(EXERCISE AIM)
When the string "default" appears in a line of the records, show the whole line.

---------- EXCERPTED DATA ----------

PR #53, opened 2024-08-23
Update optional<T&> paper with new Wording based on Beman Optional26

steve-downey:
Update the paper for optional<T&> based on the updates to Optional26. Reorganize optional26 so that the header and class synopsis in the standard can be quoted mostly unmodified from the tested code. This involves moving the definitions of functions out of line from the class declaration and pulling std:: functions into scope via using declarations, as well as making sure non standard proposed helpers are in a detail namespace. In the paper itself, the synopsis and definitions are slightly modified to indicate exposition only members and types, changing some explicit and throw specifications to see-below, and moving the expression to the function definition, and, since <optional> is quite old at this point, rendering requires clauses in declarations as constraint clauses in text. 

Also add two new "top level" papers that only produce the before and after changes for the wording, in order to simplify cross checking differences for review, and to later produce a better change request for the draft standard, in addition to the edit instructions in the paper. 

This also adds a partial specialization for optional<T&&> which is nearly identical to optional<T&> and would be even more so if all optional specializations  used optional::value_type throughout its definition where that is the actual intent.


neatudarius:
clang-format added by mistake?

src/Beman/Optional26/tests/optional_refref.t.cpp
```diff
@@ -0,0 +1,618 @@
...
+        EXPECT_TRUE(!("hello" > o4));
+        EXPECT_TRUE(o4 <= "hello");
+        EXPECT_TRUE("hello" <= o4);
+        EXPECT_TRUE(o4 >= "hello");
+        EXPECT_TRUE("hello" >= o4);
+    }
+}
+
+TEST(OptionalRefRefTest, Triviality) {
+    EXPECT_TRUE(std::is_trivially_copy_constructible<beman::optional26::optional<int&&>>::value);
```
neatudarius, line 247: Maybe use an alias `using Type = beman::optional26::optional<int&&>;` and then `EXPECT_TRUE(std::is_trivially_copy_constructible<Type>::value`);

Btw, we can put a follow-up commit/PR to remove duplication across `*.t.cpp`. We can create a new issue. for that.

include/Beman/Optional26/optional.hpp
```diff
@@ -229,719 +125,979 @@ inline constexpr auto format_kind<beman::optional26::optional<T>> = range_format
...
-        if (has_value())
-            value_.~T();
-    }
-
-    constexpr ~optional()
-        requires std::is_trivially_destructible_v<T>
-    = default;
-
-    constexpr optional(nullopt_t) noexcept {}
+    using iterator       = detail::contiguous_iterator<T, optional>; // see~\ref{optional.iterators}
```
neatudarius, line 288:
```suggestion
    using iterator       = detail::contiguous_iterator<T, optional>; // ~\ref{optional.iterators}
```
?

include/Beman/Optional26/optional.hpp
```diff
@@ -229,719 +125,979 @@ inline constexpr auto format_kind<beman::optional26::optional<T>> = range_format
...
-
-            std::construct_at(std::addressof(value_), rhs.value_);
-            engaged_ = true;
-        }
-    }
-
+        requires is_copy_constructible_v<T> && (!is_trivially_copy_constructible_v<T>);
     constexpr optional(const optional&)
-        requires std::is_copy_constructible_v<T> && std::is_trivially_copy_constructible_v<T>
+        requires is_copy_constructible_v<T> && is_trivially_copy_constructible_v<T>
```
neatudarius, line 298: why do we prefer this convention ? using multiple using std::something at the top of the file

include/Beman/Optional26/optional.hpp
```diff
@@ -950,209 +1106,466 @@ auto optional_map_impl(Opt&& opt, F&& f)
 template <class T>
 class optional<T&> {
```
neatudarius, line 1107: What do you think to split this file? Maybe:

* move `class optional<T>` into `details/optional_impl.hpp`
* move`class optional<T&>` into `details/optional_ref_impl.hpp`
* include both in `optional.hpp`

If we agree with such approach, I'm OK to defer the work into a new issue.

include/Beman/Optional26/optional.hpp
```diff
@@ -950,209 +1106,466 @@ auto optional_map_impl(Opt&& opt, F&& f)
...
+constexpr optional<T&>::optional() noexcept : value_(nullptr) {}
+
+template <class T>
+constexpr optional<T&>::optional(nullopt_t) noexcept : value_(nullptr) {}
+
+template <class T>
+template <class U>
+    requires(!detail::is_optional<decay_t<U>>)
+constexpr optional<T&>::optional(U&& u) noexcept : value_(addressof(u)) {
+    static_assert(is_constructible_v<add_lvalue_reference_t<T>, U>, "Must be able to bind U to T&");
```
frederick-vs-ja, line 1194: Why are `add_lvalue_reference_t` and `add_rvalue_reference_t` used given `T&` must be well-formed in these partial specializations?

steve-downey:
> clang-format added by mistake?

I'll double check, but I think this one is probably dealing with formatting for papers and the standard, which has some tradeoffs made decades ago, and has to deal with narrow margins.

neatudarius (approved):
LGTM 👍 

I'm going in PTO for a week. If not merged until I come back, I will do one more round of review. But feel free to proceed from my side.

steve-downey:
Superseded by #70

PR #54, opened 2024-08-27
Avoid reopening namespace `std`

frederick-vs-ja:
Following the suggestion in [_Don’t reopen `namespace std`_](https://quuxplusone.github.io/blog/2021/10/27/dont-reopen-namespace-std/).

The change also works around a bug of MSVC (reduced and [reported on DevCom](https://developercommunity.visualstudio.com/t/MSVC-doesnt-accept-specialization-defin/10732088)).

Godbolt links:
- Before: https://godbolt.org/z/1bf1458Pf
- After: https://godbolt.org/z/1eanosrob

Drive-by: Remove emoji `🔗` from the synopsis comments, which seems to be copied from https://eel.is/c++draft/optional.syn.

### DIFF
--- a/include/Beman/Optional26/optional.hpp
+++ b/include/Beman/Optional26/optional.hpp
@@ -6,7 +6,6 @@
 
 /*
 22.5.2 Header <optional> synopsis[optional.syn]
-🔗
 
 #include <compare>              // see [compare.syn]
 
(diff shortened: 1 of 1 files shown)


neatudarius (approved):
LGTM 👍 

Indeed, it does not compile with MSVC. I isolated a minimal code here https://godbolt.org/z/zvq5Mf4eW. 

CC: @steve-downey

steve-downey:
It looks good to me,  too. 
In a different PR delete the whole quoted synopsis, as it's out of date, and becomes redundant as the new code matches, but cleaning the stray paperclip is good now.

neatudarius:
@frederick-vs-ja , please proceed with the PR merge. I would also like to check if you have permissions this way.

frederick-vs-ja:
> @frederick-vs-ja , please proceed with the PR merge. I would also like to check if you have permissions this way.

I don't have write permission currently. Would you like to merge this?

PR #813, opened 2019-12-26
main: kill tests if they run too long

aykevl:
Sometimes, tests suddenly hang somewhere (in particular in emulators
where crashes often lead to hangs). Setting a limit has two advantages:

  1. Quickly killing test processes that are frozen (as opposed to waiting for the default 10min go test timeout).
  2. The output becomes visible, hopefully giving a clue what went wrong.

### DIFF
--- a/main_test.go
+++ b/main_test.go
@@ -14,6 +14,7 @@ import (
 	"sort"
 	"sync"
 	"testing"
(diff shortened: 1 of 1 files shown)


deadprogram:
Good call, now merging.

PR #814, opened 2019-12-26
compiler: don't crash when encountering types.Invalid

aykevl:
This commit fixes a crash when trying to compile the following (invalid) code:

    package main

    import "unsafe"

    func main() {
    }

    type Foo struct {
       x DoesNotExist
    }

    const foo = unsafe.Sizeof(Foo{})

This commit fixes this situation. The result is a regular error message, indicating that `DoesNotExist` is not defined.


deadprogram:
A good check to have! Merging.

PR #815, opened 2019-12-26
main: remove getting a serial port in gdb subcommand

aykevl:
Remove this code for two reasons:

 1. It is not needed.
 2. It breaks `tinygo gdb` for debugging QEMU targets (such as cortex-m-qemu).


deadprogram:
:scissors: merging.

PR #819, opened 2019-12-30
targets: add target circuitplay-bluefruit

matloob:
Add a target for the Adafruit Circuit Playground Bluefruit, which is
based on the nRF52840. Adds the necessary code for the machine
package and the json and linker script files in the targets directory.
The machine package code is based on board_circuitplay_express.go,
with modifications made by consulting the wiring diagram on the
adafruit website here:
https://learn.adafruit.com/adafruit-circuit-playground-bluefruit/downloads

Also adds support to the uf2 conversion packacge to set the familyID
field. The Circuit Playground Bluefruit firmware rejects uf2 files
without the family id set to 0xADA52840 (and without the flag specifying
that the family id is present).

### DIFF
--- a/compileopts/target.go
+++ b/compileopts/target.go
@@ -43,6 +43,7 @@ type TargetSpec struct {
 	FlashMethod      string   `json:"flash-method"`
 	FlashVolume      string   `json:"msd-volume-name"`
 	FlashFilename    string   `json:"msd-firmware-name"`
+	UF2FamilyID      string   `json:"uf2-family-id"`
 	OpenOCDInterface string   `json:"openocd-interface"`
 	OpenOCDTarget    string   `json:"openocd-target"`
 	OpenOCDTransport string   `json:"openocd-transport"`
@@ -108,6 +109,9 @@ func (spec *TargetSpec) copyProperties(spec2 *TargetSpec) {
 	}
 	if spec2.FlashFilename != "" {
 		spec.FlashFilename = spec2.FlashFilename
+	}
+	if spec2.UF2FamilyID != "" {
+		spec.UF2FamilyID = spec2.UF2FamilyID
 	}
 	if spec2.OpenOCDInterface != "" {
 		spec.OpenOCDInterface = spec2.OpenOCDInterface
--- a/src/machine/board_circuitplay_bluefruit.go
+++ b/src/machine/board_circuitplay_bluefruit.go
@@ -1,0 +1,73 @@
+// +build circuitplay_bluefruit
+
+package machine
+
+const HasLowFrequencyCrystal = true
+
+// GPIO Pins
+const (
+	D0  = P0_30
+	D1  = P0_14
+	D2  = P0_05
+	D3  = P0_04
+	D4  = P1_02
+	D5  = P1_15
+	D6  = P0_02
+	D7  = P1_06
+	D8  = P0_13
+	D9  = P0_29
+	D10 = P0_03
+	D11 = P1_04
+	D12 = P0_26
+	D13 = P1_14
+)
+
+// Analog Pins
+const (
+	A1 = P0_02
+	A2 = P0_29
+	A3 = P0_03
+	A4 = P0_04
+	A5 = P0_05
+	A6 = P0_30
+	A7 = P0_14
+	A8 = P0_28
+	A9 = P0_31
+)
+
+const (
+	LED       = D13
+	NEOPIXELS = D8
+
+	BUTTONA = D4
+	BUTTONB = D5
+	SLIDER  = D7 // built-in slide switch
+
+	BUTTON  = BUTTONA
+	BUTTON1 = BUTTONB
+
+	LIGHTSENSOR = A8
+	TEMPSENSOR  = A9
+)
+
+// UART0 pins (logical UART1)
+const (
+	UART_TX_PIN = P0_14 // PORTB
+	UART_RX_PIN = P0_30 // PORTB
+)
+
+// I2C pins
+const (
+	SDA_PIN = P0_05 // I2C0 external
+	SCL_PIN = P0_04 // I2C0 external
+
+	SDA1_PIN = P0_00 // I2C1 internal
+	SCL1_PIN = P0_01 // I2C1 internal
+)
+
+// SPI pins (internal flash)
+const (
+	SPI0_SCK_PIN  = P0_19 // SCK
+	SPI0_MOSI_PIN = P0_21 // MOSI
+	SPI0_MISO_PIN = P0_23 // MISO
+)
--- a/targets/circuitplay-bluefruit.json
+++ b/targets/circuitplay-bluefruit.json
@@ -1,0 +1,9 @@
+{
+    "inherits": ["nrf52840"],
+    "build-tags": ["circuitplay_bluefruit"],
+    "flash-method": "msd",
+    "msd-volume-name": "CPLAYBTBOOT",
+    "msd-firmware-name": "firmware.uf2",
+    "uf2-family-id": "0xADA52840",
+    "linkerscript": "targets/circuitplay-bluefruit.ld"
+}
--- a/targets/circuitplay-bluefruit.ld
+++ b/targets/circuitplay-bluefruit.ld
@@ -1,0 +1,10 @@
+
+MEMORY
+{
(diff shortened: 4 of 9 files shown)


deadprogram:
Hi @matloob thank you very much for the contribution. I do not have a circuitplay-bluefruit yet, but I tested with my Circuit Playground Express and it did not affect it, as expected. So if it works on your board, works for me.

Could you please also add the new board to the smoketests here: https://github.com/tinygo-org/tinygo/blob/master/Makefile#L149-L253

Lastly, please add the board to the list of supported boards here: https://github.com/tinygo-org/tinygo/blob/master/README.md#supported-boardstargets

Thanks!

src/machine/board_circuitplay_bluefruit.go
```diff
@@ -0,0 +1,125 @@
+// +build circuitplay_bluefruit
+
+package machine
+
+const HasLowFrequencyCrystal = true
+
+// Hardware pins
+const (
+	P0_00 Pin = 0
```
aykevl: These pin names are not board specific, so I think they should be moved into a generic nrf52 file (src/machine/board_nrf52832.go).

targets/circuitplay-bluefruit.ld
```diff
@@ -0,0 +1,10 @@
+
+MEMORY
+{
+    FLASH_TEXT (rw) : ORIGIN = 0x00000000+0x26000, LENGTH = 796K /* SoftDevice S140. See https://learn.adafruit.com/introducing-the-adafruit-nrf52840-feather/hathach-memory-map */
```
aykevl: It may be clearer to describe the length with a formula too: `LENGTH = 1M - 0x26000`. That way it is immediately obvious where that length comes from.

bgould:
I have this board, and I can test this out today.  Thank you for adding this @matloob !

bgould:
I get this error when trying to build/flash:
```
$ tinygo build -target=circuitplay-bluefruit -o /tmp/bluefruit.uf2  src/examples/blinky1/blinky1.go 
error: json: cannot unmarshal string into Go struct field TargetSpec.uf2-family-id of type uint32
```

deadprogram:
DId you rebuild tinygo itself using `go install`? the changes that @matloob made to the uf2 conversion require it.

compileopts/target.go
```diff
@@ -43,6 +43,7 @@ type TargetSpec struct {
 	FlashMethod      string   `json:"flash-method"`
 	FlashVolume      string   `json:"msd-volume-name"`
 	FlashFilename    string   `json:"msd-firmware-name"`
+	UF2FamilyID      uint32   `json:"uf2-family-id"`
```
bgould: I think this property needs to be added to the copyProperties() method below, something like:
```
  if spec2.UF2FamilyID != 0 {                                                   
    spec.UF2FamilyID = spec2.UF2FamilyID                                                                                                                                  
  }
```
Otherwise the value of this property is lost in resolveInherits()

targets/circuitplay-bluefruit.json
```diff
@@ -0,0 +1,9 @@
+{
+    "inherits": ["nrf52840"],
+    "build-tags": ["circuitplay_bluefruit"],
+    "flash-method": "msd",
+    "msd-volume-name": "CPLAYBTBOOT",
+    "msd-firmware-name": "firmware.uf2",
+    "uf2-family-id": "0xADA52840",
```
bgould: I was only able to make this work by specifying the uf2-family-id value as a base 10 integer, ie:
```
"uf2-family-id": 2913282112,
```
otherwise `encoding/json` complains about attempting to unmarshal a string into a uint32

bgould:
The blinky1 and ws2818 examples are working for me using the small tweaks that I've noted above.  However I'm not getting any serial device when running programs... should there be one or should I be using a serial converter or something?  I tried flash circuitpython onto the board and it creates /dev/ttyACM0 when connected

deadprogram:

----------

(RESULT FOR THIS EXERCISE)
-    = default;
  1. Quickly killing test processes that are frozen (as opposed to waiting for the default 10min go test timeout).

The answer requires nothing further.